What you are asked to do: Each line of the data needs to be transcribed exactly.

* * *

Issue #1042, opened 2021-11-16
Support pretty-printing without inlining #include-d code


spinkney:
When the '.stanfunctions' file has an '#include some.stanfunctions' in a different directory the auto formatter fails. One typically wouldn't include the path because it would be specified in the call to cmdstanr via include_paths = "./path_to_file".

spinkney:
> So I think the real issue here is "support pretty-printing without inlining `#include`-d code". This should be doable because we keep the fact that it was included around in the location information.

Yes, this would work

rok-cesnovar:
I agree that by default auto-format should not inline `#include`. I would like to still have a way to inline the includes if requested. Not sure on what the API should be. 

The use case is caching models without having to inline includes with some string processing.

WardBrian:
I've been thinking about how the interface should be for formatting, canonicalizing, etc. I think all of these things should be optional and part of the canonicalize command, with `--auto-format` doing the bare minimum.

So I think we'd want something like `--auto-format --canonical=includes,deprecations,parenthesis` with `--print-canonical` becoming an alias for essentially `--auto-format --canonical=[everything we can do]`

PR #1058, opened 2021-11-24
Modular canonicalizer

### LINKED ISSUE #1053: Make Canonicalizer modular
Currently, `--print-canonical` does a lot of different things to your code. Especially with the incoming deprecation changes, I think it would be great to have a way to pick and choose what it does.

I propose something like this, first discussed in #1042:

- All pretty printing is done with `--auto-format`.
- Add an additional argument which allows you to specify certain canonicalizations to use. For example, `--auto-format --canonicalize=deprecations` would only update deprecated features, not add/remove parenthesis etc. This is a comma separated list of options.
  By my count, we would have the following options to start: 
    - `deprecations` - deprecated syntax and function replacement
    - `includes` - see #1042
    -  `parenthesis` - the current canonicalizer removes extra parenthesis
    - `braces` - the current canonicalizer adds `{}` around single-line if/else (...etc) blocks.
- We can then make `--print-canonical` a synonym for `--auto-format --canonicalize=(all options enabled)` 

This also allows us in the future to add possible more opinionated canonicalizers which we don't want enabled for all users, or even mutually exclusive options.

I think this would be good to tackle alongside #24, and a similar design could be used for #549

WardBrian:
Resolves #1053. I think this will be good for #1049 as we can run only the deprecations setting on the test suite so we don't over-regularize.

This also lays the ground work for #1042 but I ran into some issues after fixing a bug in how we handle source positions that I need more time to run down, so I'm submitting this without that work.

#### Submission Checklist

- [x] Run unit tests
- Documentation
    - [x] If a user-facing facing change was made, the documentation PR is here: https://github.com/stan-dev/docs/pull/444

## Release notes

The canonicalizer can now have each part enabled seperately. This can be done with commands like `stanc --auto-format --canonicalize=braces,deprecations <model>`. Current options are `deprecations`, `braces`, and `parenthesis`.  The `--print-canonical` flag still works, but is simply synonymous for `--auto-format --canonicalize=<all possible options>`

## Copyright and Licensing


src/frontend/Canonicalize.ml
```diff
@@ -165,30 +166,65 @@ let rec parens_stmt ({stmt; smeta} : typed_statement) : typed_statement =
...
+    | While (e, s) -> While (no_parens e, parens_stmt s)
     | IfThenElse (e, s1, Some ({stmt= IfThenElse _; _} as s2))
      |IfThenElse (e, s1, Some {stmt= Block [({stmt= IfThenElse _; _} as s2)]; _})
       ->
         (* Flatten if ... else if ... constructs *)
-        IfThenElse (no_parens e, parens_block s1, Some (parens_stmt s2))
+        IfThenElse (no_parens e, parens_stmt s1, Some (parens_stmt s2))
     | IfThenElse (e, s1, s2) ->
-        IfThenElse (no_parens e, parens_block s1, Option.map ~f:parens_block s2)
+        IfThenElse (no_parens e, parens_stmt s1, Option.map ~f:parens_stmt s2)
```
nhuurre, line 176: These branches can be removed completely--`While` and `IfThenElse` are handled correctly by the final wildcard `map_statement`.

nhuurre (changes requested):

src/frontend/Canonicalize.ml
WardBrian: Good catch

src/frontend/Canonicalize.ml
```diff
@@ -165,30 +166,57 @@ let rec parens_stmt ({stmt; smeta} : typed_statement) : typed_statement =
...
+        For {f with loop_body= stmt_to_block loop_body}
+    | _ -> map_statement ident blocks_stmt ident ident stmt in
+  {stmt; smeta}
+
+let repair_syntax program settings =
+  if settings.deprecations then
     program
+    |> map_program
+         (repair_syntax_stmt (userdef_distributions program.functionblock))
+  else program
```
nhuurre, line 207: I'm inclined to say that `repair_syntax` should be enabled for all formatting, not just deprecations. It's not about syntax that's _going to be_ deprecated but syntax that _has already been_ deprecated.. A program that "needs" `repair_syntax` isn't even going to typecheck without it.

WardBrian: At the moment, those programs _do_ fail to typecheck without `--print-canonical`. If we don't like that we could run it if and only if the formatter is activated, I suppose.

WardBrian:
As @rok-cesnovar brought up in #577, it would be useful if this was also available in stancjs. Any suggestions on how that should be implemented? I think the js interface can only pass string flags, correct? So each part would need a seperate flag like "canonicalize-deprecations"?

nhuurre:
The changes to the canonicalizer look good. I'm not familiar with cram tests so maybe someone else should review those.

rok-cesnovar:
> I think the js interface can only pass string flags, correct? So each part would need a seperate flag like "canonicalize-deprecations"?

It also handles "name=val" https://github.com/stan-dev/stanc3/blob/master/src/stancjs/stancjs.ml#L114

WardBrian:
Cram tests are described a little in the [dune manual](https://dune.readthedocs.io/en/stable/tests.html#cram-tests). They basically show a command (the line starting with `  $`), its output, and the exit code (in `[``]`). They're great for testing command line arguments, which is all they're doing here

stanc.opam
```diff
@@ -3,7 +3,7 @@ opam-version: "2.0"
 synopsis: "The Stan compiler and utilities"
 depends: [
   "ocaml" {= "4.12.0"}
-  "dune" {>= "2.8"}
+  "dune" {>= "2.7" & >= "2.8"}
```
nhuurre, line 6: What does this do? Looks kind of redundant?

WardBrian: This was generated by dune because we require 2.8 but I had `lang-dune` set to 2.7, and I guess it wasn't smart enough to figure out that only one of those is needed. I'll fix it

nhuurre (approved):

* * *

Completed exercise:
Issue #1042, opened 2021-11-16
Support pretty-printing without inlining #include-d code


spinkney:
When the '.stanfunctions' file has an '#include some.stanfunctions' in a different directory the auto formatter fails. One typically wouldn't include the path because it would be specified in the call to cmdstanr via include_paths = "./path_to_file".

spinkney:
> So I think the real issue here is "support pretty-printing without inlining `#include`-d code". This should be doable because we keep the fact that it was included around in the location information.

Yes, this would work

rok-cesnovar:
I agree that by default auto-format should not inline `#include`. I would like to still have a way to inline the includes if requested. Not sure on what the API should be. 

The use case is caching models without having to inline includes with some string processing.

WardBrian:
I've been thinking about how the interface should be for formatting, canonicalizing, etc. I think all of these things should be optional and part of the canonicalize command, with `--auto-format` doing the bare minimum.

So I think we'd want something like `--auto-format --canonical=includes,deprecations,parenthesis` with `--print-canonical` becoming an alias for essentially `--auto-format --canonical=[everything we can do]`

PR #1058, opened 2021-11-24
Modular canonicalizer

### LINKED ISSUE #1053: Make Canonicalizer modular
Currently, `--print-canonical` does a lot of different things to your code. Especially with the incoming deprecation changes, I think it would be great to have a way to pick and choose what it does.

I propose something like this, first discussed in #1042:

- All pretty printing is done with `--auto-format`.
- Add an additional argument which allows you to specify certain canonicalizations to use. For example, `--auto-format --canonicalize=deprecations` would only update deprecated features, not add/remove parenthesis etc. This is a comma separated list of options.
  By my count, we would have the following options to start: 
    - `deprecations` - deprecated syntax and function replacement
    - `includes` - see #1042
    -  `parenthesis` - the current canonicalizer removes extra parenthesis
    - `braces` - the current canonicalizer adds `{}` around single-line if/else (...etc) blocks.
- We can then make `--print-canonical` a synonym for `--auto-format --canonicalize=(all options enabled)` 

This also allows us in the future to add possible more opinionated canonicalizers which we don't want enabled for all users, or even mutually exclusive options.

I think this would be good to tackle alongside #24, and a similar design could be used for #549

WardBrian:
Resolves #1053. I think this will be good for #1049 as we can run only the deprecations setting on the test suite so we don't over-regularize.

This also lays the ground work for #1042 but I ran into some issues after fixing a bug in how we handle source positions that I need more time to run down, so I'm submitting this without that work.

#### Submission Checklist

- [x] Run unit tests
- Documentation
    - [x] If a user-facing facing change was made, the documentation PR is here: https://github.com/stan-dev/docs/pull/444

## Release notes

The canonicalizer can now have each part enabled seperately. This can be done with commands like `stanc --auto-format --canonicalize=braces,deprecations <model>`. Current options are `deprecations`, `braces`, and `parenthesis`.  The `--print-canonical` flag still works, but is simply synonymous for `--auto-format --canonicalize=<all possible options>`

## Copyright and Licensing


src/frontend/Canonicalize.ml
```diff
@@ -165,30 +166,65 @@ let rec parens_stmt ({stmt; smeta} : typed_statement) : typed_statement =
...
+    | While (e, s) -> While (no_parens e, parens_stmt s)
     | IfThenElse (e, s1, Some ({stmt= IfThenElse _; _} as s2))
      |IfThenElse (e, s1, Some {stmt= Block [({stmt= IfThenElse _; _} as s2)]; _})
       ->
         (* Flatten if ... else if ... constructs *)
-        IfThenElse (no_parens e, parens_block s1, Some (parens_stmt s2))
+        IfThenElse (no_parens e, parens_stmt s1, Some (parens_stmt s2))
     | IfThenElse (e, s1, s2) ->
-        IfThenElse (no_parens e, parens_block s1, Option.map ~f:parens_block s2)
+        IfThenElse (no_parens e, parens_stmt s1, Option.map ~f:parens_stmt s2)
```
nhuurre, line 176: These branches can be removed completely--`While` and `IfThenElse` are handled correctly by the final wildcard `map_statement`.

nhuurre (changes requested):

src/frontend/Canonicalize.ml
WardBrian: Good catch

src/frontend/Canonicalize.ml
```diff
@@ -165,30 +166,57 @@ let rec parens_stmt ({stmt; smeta} : typed_statement) : typed_statement =
...
+        For {f with loop_body= stmt_to_block loop_body}
+    | _ -> map_statement ident blocks_stmt ident ident stmt in
+  {stmt; smeta}
+
+let repair_syntax program settings =
+  if settings.deprecations then
     program
+    |> map_program
+         (repair_syntax_stmt (userdef_distributions program.functionblock))
+  else program
```
nhuurre, line 207: I'm inclined to say that `repair_syntax` should be enabled for all formatting, not just deprecations. It's not about syntax that's _going to be_ deprecated but syntax that _has already been_ deprecated.. A program that "needs" `repair_syntax` isn't even going to typecheck without it.

WardBrian: At the moment, those programs _do_ fail to typecheck without `--print-canonical`. If we don't like that we could run it if and only if the formatter is activated, I suppose.

WardBrian:
As @rok-cesnovar brought up in #577, it would be useful if this was also available in stancjs. Any suggestions on how that should be implemented? I think the js interface can only pass string flags, correct? So each part would need a seperate flag like "canonicalize-deprecations"?

nhuurre:
The changes to the canonicalizer look good. I'm not familiar with cram tests so maybe someone else should review those.

rok-cesnovar:
> I think the js interface can only pass string flags, correct? So each part would need a seperate flag like "canonicalize-deprecations"?

It also handles "name=val" https://github.com/stan-dev/stanc3/blob/master/src/stancjs/stancjs.ml#L114

WardBrian:
Cram tests are described a little in the [dune manual](https://dune.readthedocs.io/en/stable/tests.html#cram-tests). They basically show a command (the line starting with `  $`), its output, and the exit code (in `[``]`). They're great for testing command line arguments, which is all they're doing here

stanc.opam
```diff
@@ -3,7 +3,7 @@ opam-version: "2.0"
 synopsis: "The Stan compiler and utilities"
 depends: [
   "ocaml" {= "4.12.0"}
-  "dune" {>= "2.8"}
+  "dune" {>= "2.7" & >= "2.8"}
```
nhuurre, line 6: What does this do? Looks kind of redundant?

WardBrian: This was generated by dune because we require 2.8 but I had `lang-dune` set to 2.7, and I guess it wasn't smart enough to figure out that only one of those is needed. I'll fix it

nhuurre (approved):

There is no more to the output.